__Saved entries__
PR #504, opened 2023-02-03
Preparing Polykey for Local Demo

tegefaulkes:
### Description

Working software trumps diagrams/presentations/talks. So we want a working demo with associated diagrams running right off staging branch atm.

The relevant commands that we need to see working are below.

For each of the commands we need:

1. Asciinema recording of the CLI execution
2. Diagram on excalidraw showing the control-flow and data-flow from the user's perspective having the components of: User, CLI, Agent, FileSystem, Identity Provider (any thing else that is relevant)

__Aim of the task__
Please type the entries above out again exactly.

__Answer box__
PR #504, opened 2023-02-03
Preparing Polykey for Local Demo

tegefaulkes:
### Description

Working software trumps diagrams/presentations/talks. So we want a working demo with associated diagrams running right off staging branch atm.

The relevant commands that we need to see working are below.

For each of the commands we need:

1. Asciinema recording of the CLI execution
2. Diagram on excalidraw showing the control-flow and data-flow from the user's perspective having the components of: User, CLI, Agent, FileSystem, Identity Provider (any thing else that is relevant)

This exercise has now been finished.